─── SUPPLIED ENTRIES
PR #1665, opened 2020-09-29
Fix initialisation order memory safety issue from OpenAPI info

eddyashton:
The daily SAN build caught an issue introduced by the OpenAPI change. The ownership chain of structs in `RpcFrontend` construction is non-obvious, and sometimes the references we're passed are unconstructed members of something further down the chain. So we should only assign to them in `open`, rather than in the constructor.


ashamis (approved):

achamayou (approved):
@eddyashton can you kick off the nightly on this change?

eddyashton:
@achamayou: I don't think we can easily run the Daily CI on these as they're on another fork (unless there's a way to do this I've missed?) Would you like me to re-create this PR from a `microsoft/` branch, or just run the Daily once this is merged?

jumaffre:
@eddyashton You can manually kick off the Daily manually against PRs on the main repo by using `refs/pull/1656/merge` as the branch name:
image

achamayou:
The other way to do it is to touch one of the trigger files for the daily like .daily.yml.

eddyashton:
Daily CI [here](https://dev.azure.com/MSRC-CCF/CCF/_build/results?buildId=13251&view=results).

PR #2634, opened 2021-06-01
Add decoration around EntityID in node output

eddyashton:
`EntityID`s are currently printed as long hex strings, and it can be hard to identify them in the output and hard to distinguish what domain they're in. This adds decoration to make grepping and domain-distinction easier.

So rather than a line in the node output saying:

```
012345 has voted to add 123456 on 234567
```

we'd see

```
=[012345]= has voted to add -[123456]- on <[234567]>
```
──────
Find the lines above that contain the word "like" and copy each one.

* **THE ANSWER**
@achamayou: I don't think we can easily run the Daily CI on these as they're on another fork (unless there's a way to do this I've missed?) Would you like me to re-create this PR from a `microsoft/` branch, or just run the Daily once this is merged?
The other way to do it is to touch one of the trigger files for the daily like .daily.yml.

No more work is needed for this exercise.